Wherever the string "DBus" appears in the listing, copy that line.
• • • • • • •
PR #111, opened 2026-03-20
meta-hpe: smbios-mdr: skip broken type 0 tables

### LINKED ISSUE #110: HPE DL365 Gen11: Multiple SMBIOS Type 0 tables cause BIOS version to be empty
# Issue Summary

The active BIOS version is not being reported by `smbios-mdrv2` on the DL365 Gen11 and other AMD SP5 systems after receiving the SMBIOS tables from the UEFI via CHIF:

```
root@hpe-proliant-g11:~# busctl introspect xyz.openbmc_project.Smbios.MDR_V2 /xyz/openbmc_project/inventory/system/chassis/motherboard/bios
NAME                                             TYPE      SIGNATURE RESULT/VALUE                           FLAGS
org.freedesktop.DBus.Introspectable              interface -         -                                      -
.Introspect                                      method    -         s                                      -
org.freedesktop.DBus.Peer                        interface -         -                                      -
.GetMachineId                                    method    -         s                                      -
.Ping                                            method    -         -                                      -
org.freedesktop.DBus.Properties                  interface -         -                                      -
.Get                                             method    ss        v                                      -
.GetAll                                          method    s         a{sv}                                  -
.Set                                             method    ssv       -                                      -
.PropertiesChanged                               signal    sa{sv}as  -                                      -
xyz.openbmc_project.Common.UUID                  interface -         -                                      -
.UUID                                            property  s         "00000000-0000-0000-0000-000000000000" emits-change writable
xyz.openbmc_project.Inventory.Decorator.Revision interface -         -                                      -
.Version                                         property  s         ""                                     emits-change writable
```

The reason is that the SMBIOS dump has two Type 0 tables where the first one is empty / only 5 bytes:
```
$ dmidecode --from-dump smbios2-dl365-g11-edited -t bios
# dmidecode 3.7
Reading SMBIOS/DMI data from file smbios2.
SMBIOS 3.3.0 present.

Handle 0x0000, DMI type 0, 5 bytes
Platform Firmware Information

Handle 0x0009, DMI type 0, 26 bytes
Platform Firmware Information
        Vendor: HPE
        Version: 2.90
        Release Date: 01/09/2026
        Address: 0xF0000
        Runtime Size: 64 KiB
        ROM Size: 64 MiB
        Characteristics:
                PCI is supported
                PNP is supported
                Firmware is upgradeable
                Firmware shadowing is allowed
                ESCD support is available
                Boot from CD is supported
                Selectable boot is supported
                EDD is supported
                5.25"/360 kB floppy services are supported (int 13h)
                5.25"/1.2 MB floppy services are supported (int 13h)
                3.5"/720 kB floppy services are supported (int 13h)
                Print screen service is supported (int 5h)
                8042 keyboard services are supported (int 9h)
                Serial services are supported (int 14h)
                Printer services are supported (int 17h)
                CGA/mono video services are supported (int 10h)
                ACPI is supported
                USB legacy is supported
                BIOS boot specification is supported
                Function key-initiated network boot is supported
                Targeted content distribution is supported
                UEFI is supported
        Platform Firmware Revision: 2.90
        Embedded Controller Firmware Revision: 0.0
```

For comparison, this is the SMBIOS dump on a DL360 Gen11:
```
$ dmidecode --from-dump smbios2-dl360-g11-edited -t bios
# dmidecode 3.7
Reading SMBIOS/DMI data from file smbios2-dl360.
SMBIOS 3.3.0 present.

Handle 0x0004, DMI type 0, 26 bytes
Platform Firmware Information
        Vendor: HPE
        Version: 2.50
        Release Date: 04/22/2025
        Address: 0xF0000
        Runtime Size: 64 KiB
        ROM Size: 64 MiB
        Characteristics:
                PCI is supported
                PNP is supported
                Firmware is upgradeable
                Firmware shadowing is allowed
                ESCD support is available
                Boot from CD is supported
                Selectable boot is supported
                EDD is supported
                5.25"/360 kB floppy services are supported (int 13h)
                5.25"/1.2 MB floppy services are supported (int 13h)
                3.5"/720 kB floppy services are supported (int 13h)
                Print screen service is supported (int 5h)
                8042 keyboard services are supported (int 9h)
                Serial services are supported (int 14h)
                Printer services are supported (int 17h)
                CGA/mono video services are supported (int 10h)
                ACPI is supported
                USB legacy is supported
                BIOS boot specification is supported
                Function key-initiated network boot is supported
                Targeted content distribution is supported
                UEFI is supported
        Platform Firmware Revision: 2.50
        Embedded Controller Firmware Revision: 0.0
```

## Expected behavior

`smbios-mdrv2` reports a warning and jumps to the next Type 0 table.

## Current behavior

Parser only reads the first Type 0 table and reports the non-existing version.

## Workaround

Not yet

## Build environment

```
Selected build target: hpe-proliant-g11
```

sinuscosinustan:
Some UEFI firmwares tend to send more than one Type 0 table, though the SMBIOS spec requires only one BIOS table to be included, as stated in section 6.2, Table 4 "Required structures and data". On HPE AMD SP5 systems (specifically, the DL365 and DL385 Gen11), there are two Type 0 tables, and the first one does not have any information.

Workaround the broken SMBIOS dump by skipping all Type 0 tables that are less than 7 bytes. A fix in the firmware must be done by HPE.

Tested: Ensure that the BIOS version is being reported on the DL365
        Gen11 and DL360 Gen11 (sanity check).

Link: https://www.dmtf.org/sites/default/files/standards/documents/DSP0134_3.4.0.pdf

Closes #110

### DIFF
--- a/meta-canopy/meta-hpe/meta-common/recipes-phosphor/smbios/smbios-mdr/0001-Skip-undersized-SMBIOS-entries-in-getSMBIOSTypePtr.patch
+++ b/meta-canopy/meta-hpe/meta-common/recipes-phosphor/smbios/smbios-mdr/0001-Skip-undersized-SMBIOS-entries-in-getSMBIOSTypePtr.patch
@@ -1,0 +1,103 @@
+From ad3c12a864b4e95a50e8e3f17020bd6dbea8ece3 Mon Sep 17 00:00:00 2001
+From: Marcello Sylvester Bauer <marcello.bauer@9elements.com>
+Date: Tue, 24 Mar 2026 13:18:18 +0100
+Subject: [PATCH] Skip undersized SMBIOS entries in getSMBIOSTypePtr
+
+getSMBIOSTypePtr aborts the entire search when a matching entry
+has length < size. Change to skip the entry instead.
+
+Upstream-Status: Pending
+Change-Id: Id4131bd1919602c22d515b98e1fc01330ae94024
+Signed-off-by: Marcello Sylvester Bauer <marcello.bauer@9elements.com>
+Signed-off-by: Tan Siewert <tan.siewert@9elements.com>
+---
+ include/smbios_mdrv2.hpp | 31 +++++++++++++++++--------------
+ src/system.cpp           |  4 ++--
+ 2 files changed, 19 insertions(+), 16 deletions(-)
+
+diff --git a/include/smbios_mdrv2.hpp b/include/smbios_mdrv2.hpp
+index 1bf7733..46b9584 100644
+--- a/include/smbios_mdrv2.hpp
++++ b/include/smbios_mdrv2.hpp
+@@ -17,6 +17,7 @@
+ #pragma once
+ 
+ #include <phosphor-logging/elog-errors.hpp>
++#include <phosphor-logging/lg2.hpp>
+ 
+ #include <array>
+ #include <string>
+@@ -241,32 +242,34 @@ static inline uint8_t* getSMBIOSTypePtr(uint8_t* smbiosDataIn, uint8_t typeId,
+     {
+         return nullptr;
+     }
+-    char* smbiosData = reinterpret_cast<char*>(smbiosDataIn);
++    uint8_t* smbiosData = smbiosDataIn;
+     while ((*smbiosData != '\0') || (*(smbiosData + 1) != '\0'))
+     {
+         uint32_t len = *(smbiosData + 1);
+         if (*smbiosData != typeId)
+         {
+-            smbiosData += len;
+-            while ((*smbiosData != '\0') || (*(smbiosData + 1) != '\0'))
++            smbiosData = smbiosNextPtr(smbiosData);
++            if (smbiosData == nullptr)
+             {
+-                smbiosData++;
+-                len++;
+-                if (len >= mdrSMBIOSSize) // To avoid endless loop
+-                {
+-                    return nullptr;
+-                }
++                return nullptr;
+             }
+-            smbiosData += separateLen;
+             continue;
+         }
+         if (len < size)
+         {
+-            phosphor::logging::log<phosphor::logging::level::ERR>(
+-                "Record size mismatch!");
+-            return nullptr;
++            // Skip undersized entry, same as type-mismatch path above
++            lg2::warning(
++                "SMBIOS type {TYPE} entry too short ({LEN} < {MIN}), skipping",
++                "TYPE", static_cast<uint8_t>(*smbiosData), "LEN", len, "MIN",
++                size);
++            smbiosData = smbiosNextPtr(smbiosData);
++            if (smbiosData == nullptr)
++            {
++                return nullptr;
++            }
++            continue;
+         }
+-        return reinterpret_cast<uint8_t*>(smbiosData);
++        return smbiosData;
+     }
+     return nullptr;
+ }
+diff --git a/src/system.cpp b/src/system.cpp
+index b3e58bd..fa6f1d4 100644
+--- a/src/system.cpp
++++ b/src/system.cpp
+@@ -37,7 +37,7 @@ namespace smbios
+ std::string System::uuid(std::string /* value */)
+ {
+     uint8_t* dataIn = storage;
+-    dataIn = getSMBIOSTypePtr(dataIn, systemType);
++    dataIn = getSMBIOSTypePtr(dataIn, systemType, sizeof(SystemInfo));
+     if (dataIn != nullptr)
+     {
+         auto systemInfo = reinterpret_cast<struct SystemInfo*>(dataIn);
+@@ -124,7 +124,7 @@ std::string System::version(std::string /* value */)
+ {
+     std::string result = "No BIOS Version";
+     uint8_t* dataIn = storage;
+-    dataIn = getSMBIOSTypePtr(dataIn, biosType);
++    dataIn = getSMBIOSTypePtr(dataIn, biosType, sizeof(BIOSInfo));
+     if (dataIn != nullptr)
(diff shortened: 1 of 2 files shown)


meta-canopy/meta-hpe/meta-common/recipes-phosphor/smbios/smbios-mdr/0001-smbios-mdr-skip-broken-type-0-tables.patch
```diff
@@ -0,0 +1,44 @@
...
+     {
+         uint32_t len = *(smbiosData + 1);
+-        if (*smbiosData != typeId)
++        // Some HPE systems report two type 0 tables, where one of them is
++        // 5 bytes and the other one 26 bytes. Usually, the 5 byte table is
++        // empty and is being parsed first, and the other one contains the
++        // real data.
++        // If the length of a Type 0 table is less than 7 bytes, then we
++        // skip it.
++        if (*smbiosData != typeId || (typeId == 0 && len < 7))
```
mynetz: Out of curiosity: If the empty/wrong table is 5 bytes, why does the check require `<7`? I assume the 6th byte is a `\0`.

I guess that is fine enough for the HPE case. A brief skim through the spec shows this for BIOS Information (type 0) tables - Length field:
> 12h + number of BIOS Characteristics Extension Bytes. If no Extension Bytes are used the Length is 12h. For version 2.1 and 2.2 implementations, the length is 13h because one extension byte is defined. For version 2.3 and later implementations, the length is at least 14h because two extension bytes are defined. For version 2.4 to 3.0, implementations, the length is at least 18h because bytes 14-17h are defined. For version 3.1 and later implementations, the length is at least 1Ah because bytes 14-19h are defined.

Prompting two possible more standard aligned solutions:
1. Expect at least 18 bytes
2. Or be even more complex and check for the version and expect 18, 19, 24 or 26 bytes (note: converted to base 10 from the text above)

I guess for what we intend here the first would be enough. Didn't check the code, isn't there a validation function for the tables?

sinuscosinustan: > why does the check require <7? I assume the 6th byte is a \0.

Correct, I took the null terminator into account there which is in the `len`.

> Expect at least 18 bytes

This definitely sounds more reasonable than the "check for only 6 bytes or less" thing I did.

> Didn't check the code, isn't there a validation function for the tables?

Not that I've found one. Theoretically, we could leave `getSMBIOSTypePtr` untouched and do the validation in `System::version` instead (by checking the length and jump to the next table pointer if it is invalid), which may be cleaner than the hack I did.

walterchris:
This feels somewhat hackerish. How about a general parsing of multiple entries and augment or overwrite them if already existent?

sylv-io:
I don't think we need to create a workaround that applies to the exact conditions of the duplicate Type 0 entry on the HPE DL365 and DL385 hosts.

Both the Linux kernel and dmidecode parser skip invalid table entries instead of aborting the parsing process. I suggest you do the same here.

Here is an example patch: 
[0001-Skip-undersized-SMBIOS-entries-in-getSMBIOSTypePtr.patch](https://github.com/user-attachments/files/26344712/0001-Skip-undersized-SMBIOS-entries-in-getSMBIOSTypePtr.patch)

walterchris:
Yeah - that looks better to me.

sinuscosinustan:
I definitely like @sylv-io's implementation way more. Will push this one instead.

meta-canopy/meta-hpe/meta-common/recipes-phosphor/smbios/smbios-mdr/0001-Skip-undersized-SMBIOS-entries-in-getSMBIOSTypePtr.patch
```diff
@@ -0,0 +1,75 @@
...
+-            phosphor::logging::log<phosphor::logging::level::ERR>(
+-                "Record size mismatch!");
+-            return nullptr;
++            // Skip undersized entry, same as type-mismatch path above
++            lg2::warning(
++                "SMBIOS type {TYPE} entry too short ({LEN} < {MIN}), skipping",
++                "TYPE", static_cast<uint8_t>(*smbiosData), "LEN", len, "MIN",
++                size);
++            smbiosData += len;
++            while ((*smbiosData != '\0') || (*(smbiosData + 1) != '\0'))
```
walterchris: Can you use `smbiosNextPtr` here?

sylv-io: This does indeed seem to be the correct method for skipping entries.  I just don't understand why it wasn't used in the `smbiosData!=typeId` condition before.

both `smbiosNextPtr` and `getSMBIOSTypePtr` where introduced by the same author on the same commit `43c6a1d` . 😅

sylv-io: I think we should use `smbiosNextPtr` in both cases. 👍

sinuscosinustan: done ^^

sylv-io (approved):
lgtm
• • • • • • •
Output of the task:
org.freedesktop.DBus.Introspectable              interface -         -                                      -
org.freedesktop.DBus.Peer                        interface -         -                                      -
org.freedesktop.DBus.Properties                  interface -         -                                      -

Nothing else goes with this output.